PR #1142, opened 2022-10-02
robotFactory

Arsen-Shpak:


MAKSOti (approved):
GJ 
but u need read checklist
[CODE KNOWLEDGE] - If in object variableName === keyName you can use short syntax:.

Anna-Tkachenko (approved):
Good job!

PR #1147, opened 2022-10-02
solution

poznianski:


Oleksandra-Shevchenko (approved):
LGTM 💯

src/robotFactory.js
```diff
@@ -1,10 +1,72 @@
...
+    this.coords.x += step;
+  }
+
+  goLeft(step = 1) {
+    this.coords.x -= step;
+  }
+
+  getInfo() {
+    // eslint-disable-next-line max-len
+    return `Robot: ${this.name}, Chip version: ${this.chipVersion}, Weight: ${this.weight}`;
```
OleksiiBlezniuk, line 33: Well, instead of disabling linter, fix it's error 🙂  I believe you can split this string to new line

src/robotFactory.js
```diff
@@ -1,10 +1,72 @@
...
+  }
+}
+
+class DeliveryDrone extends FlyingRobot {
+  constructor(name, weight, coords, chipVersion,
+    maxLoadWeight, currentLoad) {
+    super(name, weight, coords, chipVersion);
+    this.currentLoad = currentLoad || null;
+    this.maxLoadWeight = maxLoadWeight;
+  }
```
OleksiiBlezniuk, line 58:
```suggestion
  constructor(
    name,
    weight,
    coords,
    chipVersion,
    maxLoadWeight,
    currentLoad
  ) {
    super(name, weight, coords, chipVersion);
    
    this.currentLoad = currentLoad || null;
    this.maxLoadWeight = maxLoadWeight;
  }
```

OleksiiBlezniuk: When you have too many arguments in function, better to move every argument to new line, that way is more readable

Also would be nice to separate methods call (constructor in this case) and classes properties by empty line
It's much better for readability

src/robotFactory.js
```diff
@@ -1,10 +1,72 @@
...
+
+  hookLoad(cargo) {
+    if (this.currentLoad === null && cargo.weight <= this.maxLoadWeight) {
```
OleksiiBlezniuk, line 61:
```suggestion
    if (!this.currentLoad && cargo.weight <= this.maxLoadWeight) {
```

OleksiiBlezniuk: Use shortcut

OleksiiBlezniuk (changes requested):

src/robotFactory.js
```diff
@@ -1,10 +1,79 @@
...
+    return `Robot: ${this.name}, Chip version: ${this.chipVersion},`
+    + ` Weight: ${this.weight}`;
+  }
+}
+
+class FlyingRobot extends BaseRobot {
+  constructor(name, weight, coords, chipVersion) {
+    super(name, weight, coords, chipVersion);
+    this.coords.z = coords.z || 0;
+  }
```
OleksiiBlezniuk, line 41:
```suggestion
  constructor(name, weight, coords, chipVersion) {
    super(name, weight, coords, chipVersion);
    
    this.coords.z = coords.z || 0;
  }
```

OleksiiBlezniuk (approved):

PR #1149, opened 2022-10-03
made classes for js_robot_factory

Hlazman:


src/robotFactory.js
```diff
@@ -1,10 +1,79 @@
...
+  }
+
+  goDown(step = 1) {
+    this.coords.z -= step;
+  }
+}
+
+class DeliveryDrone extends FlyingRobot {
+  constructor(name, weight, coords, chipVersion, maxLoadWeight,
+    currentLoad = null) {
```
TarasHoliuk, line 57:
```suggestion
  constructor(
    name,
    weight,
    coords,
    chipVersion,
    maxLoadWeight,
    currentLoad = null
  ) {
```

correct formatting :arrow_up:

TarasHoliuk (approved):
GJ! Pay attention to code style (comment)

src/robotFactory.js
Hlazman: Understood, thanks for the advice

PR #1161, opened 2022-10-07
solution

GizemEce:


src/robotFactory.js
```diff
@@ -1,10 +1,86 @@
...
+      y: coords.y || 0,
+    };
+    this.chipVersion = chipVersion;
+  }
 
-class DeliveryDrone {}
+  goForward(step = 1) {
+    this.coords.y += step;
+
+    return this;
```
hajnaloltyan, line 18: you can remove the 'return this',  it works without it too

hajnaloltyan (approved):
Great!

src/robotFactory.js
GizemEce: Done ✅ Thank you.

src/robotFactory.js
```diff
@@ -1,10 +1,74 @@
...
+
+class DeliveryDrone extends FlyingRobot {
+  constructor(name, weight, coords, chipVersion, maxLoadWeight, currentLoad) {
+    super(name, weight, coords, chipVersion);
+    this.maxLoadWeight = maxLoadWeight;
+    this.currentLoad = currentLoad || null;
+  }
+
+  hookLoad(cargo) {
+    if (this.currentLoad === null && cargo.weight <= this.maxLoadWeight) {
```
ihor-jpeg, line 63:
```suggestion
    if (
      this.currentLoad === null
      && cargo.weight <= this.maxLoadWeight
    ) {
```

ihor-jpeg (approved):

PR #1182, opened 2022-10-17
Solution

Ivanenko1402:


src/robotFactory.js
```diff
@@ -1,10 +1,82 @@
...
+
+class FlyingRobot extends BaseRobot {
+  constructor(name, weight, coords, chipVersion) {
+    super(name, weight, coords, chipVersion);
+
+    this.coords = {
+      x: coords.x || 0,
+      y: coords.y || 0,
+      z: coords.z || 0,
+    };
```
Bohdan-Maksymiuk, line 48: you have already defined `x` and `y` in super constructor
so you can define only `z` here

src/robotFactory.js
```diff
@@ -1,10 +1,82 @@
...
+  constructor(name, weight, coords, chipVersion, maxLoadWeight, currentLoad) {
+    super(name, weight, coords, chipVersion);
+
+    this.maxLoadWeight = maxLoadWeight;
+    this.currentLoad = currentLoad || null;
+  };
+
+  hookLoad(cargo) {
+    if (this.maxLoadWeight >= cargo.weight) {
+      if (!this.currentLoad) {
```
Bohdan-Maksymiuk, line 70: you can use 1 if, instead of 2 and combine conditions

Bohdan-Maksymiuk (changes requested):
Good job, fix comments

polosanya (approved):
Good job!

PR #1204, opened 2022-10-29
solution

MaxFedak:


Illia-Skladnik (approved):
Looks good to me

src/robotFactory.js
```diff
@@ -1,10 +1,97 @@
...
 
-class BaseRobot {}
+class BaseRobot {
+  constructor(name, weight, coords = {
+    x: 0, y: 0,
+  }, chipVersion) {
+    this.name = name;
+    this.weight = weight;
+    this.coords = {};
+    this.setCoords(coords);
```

•••

**Exercise description**
Every line that holds the word "step" should be copied from the records.

**Result of this task**
+    this.coords.x += step;
+  goLeft(step = 1) {
+    this.coords.x -= step;
+  goDown(step = 1) {
+    this.coords.z -= step;
+  goForward(step = 1) {
+    this.coords.y += step;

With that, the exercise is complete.